_Data to examine_
== Segment start ==
PR #14957, opened 2024-10-18
fix(suite): routes for tokens

### LINKED ISSUE #13142: EVM Tokens / Change route logic to avoid closing search and loading
Try to use https://v5.reactrouter.com/web/api/Switch

Instead of having token routes defined in the main routes file, add also smaller router to main token component.

This will fix 
- loading between Coins / Collectibles / Hidden 
- closing search
- resetting filter

```
const TokenComponent = () => (

<div>
  <TokensSelectorAndSearch />
  <Switch>
     <Route id="coins" component={Coins} />
     <Route id="nfts"...
     <Route id="hidden"...
)
```

https://github.com/trezor/trezor-suite/assets/33235762/0c008f7d-cb44-438a-bd73-8d025d13659f

### LINKED ISSUE #14985: Rename Coins/Hidden
We need to rename Coins/Hidden to something like Visible/Hidden or Legit/Hidden is the tokens section. Soon NFT section will be added so it should be consistent. 

image

enjojoy:
## Description

- Introduced nested routing in Tokens section. Now the search is not being re-rendered when changing tabs. Tho in the future it will be better to update routing utils functions to support nested routing by design.
- Refactored some legacy styling. 
- Renamed Coins to Tokens

## Related Issue

Resolve https://github.com/trezor/trezor-suite/issues/13142 
Resolve https://github.com/trezor/trezor-suite/issues/14985

## Screenshots:

https://github.com/user-attachments/assets/ccd568c1-1a7e-469c-b82c-3436064864ac


packages/suite-desktop-ui/src/support/Router.tsx
```diff
@@ -43,8 +41,6 @@ const components: { [key: string]: ComponentType<any> } = {
     'wallet-index': Transactions,
     'wallet-receive': Receive,
     'wallet-details': WalletDetails,
-    'wallet-tokens-coins': Coins,
-    'wallet-tokens-hidden': HiddenTokens,
```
== Segment end ==
_Task objective_
Copy out the records once more, exactly as they are written.

_Your solution_
PR #14957, opened 2024-10-18
fix(suite): routes for tokens

### LINKED ISSUE #13142: EVM Tokens / Change route logic to avoid closing search and loading
Try to use https://v5.reactrouter.com/web/api/Switch

Instead of having token routes defined in the main routes file, add also smaller router to main token component.

This will fix 
- loading between Coins / Collectibles / Hidden 
- closing search
- resetting filter

```
const TokenComponent = () => (

<div>
  <TokensSelectorAndSearch />
  <Switch>
     <Route id="coins" component={Coins} />
     <Route id="nfts"...
     <Route id="hidden"...
)
```

https://github.com/trezor/trezor-suite/assets/33235762/0c008f7d-cb44-438a-bd73-8d025d13659f

### LINKED ISSUE #14985: Rename Coins/Hidden
We need to rename Coins/Hidden to something like Visible/Hidden or Legit/Hidden is the tokens section. Soon NFT section will be added so it should be consistent. 

image

enjojoy:
## Description

- Introduced nested routing in Tokens section. Now the search is not being re-rendered when changing tabs. Tho in the future it will be better to update routing utils functions to support nested routing by design.
- Refactored some legacy styling. 
- Renamed Coins to Tokens

## Related Issue

Resolve https://github.com/trezor/trezor-suite/issues/13142 
Resolve https://github.com/trezor/trezor-suite/issues/14985

## Screenshots:

https://github.com/user-attachments/assets/ccd568c1-1a7e-469c-b82c-3436064864ac


packages/suite-desktop-ui/src/support/Router.tsx
```diff
@@ -43,8 +41,6 @@ const components: { [key: string]: ComponentType<any> } = {
     'wallet-index': Transactions,
     'wallet-receive': Receive,
     'wallet-details': WalletDetails,
-    'wallet-tokens-coins': Coins,
-    'wallet-tokens-hidden': HiddenTokens,
```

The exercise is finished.